● Exercise objective:
All lines in the data bearing the string "clang" should be identified and copied.

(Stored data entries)

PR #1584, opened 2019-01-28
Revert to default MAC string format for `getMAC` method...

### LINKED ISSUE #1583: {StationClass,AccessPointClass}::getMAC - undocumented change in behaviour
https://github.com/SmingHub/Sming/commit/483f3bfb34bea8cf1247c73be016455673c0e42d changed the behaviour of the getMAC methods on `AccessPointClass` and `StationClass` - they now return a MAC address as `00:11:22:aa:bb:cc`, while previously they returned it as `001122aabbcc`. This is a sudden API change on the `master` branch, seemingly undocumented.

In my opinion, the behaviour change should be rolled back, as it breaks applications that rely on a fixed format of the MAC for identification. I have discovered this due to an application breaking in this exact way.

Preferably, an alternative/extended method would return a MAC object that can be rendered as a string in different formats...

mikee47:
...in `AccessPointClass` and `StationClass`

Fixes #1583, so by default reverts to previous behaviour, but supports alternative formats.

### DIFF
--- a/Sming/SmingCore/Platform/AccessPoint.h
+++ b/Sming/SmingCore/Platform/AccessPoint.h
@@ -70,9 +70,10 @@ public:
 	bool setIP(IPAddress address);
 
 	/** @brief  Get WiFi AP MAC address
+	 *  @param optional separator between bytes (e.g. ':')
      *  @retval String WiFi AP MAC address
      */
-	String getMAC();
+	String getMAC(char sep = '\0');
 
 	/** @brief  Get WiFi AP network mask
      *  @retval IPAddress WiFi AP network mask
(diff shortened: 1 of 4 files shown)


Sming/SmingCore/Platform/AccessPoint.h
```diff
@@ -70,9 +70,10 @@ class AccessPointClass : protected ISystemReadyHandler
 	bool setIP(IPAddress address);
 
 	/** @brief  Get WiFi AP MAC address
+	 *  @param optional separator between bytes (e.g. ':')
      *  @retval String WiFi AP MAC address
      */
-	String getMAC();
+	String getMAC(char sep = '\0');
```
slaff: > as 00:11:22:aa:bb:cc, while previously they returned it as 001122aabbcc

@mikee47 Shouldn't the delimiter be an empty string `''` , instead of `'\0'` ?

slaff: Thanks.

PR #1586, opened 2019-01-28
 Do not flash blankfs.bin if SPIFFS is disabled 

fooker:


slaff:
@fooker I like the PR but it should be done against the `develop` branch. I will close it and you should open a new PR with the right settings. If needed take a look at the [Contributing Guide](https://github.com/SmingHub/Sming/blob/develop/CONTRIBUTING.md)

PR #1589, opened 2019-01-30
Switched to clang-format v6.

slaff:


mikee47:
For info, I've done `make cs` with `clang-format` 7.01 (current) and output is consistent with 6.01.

● Result of the exercise:
Switched to clang-format v6.
For info, I've done `make cs` with `clang-format` 7.01 (current) and output is consistent with 6.01.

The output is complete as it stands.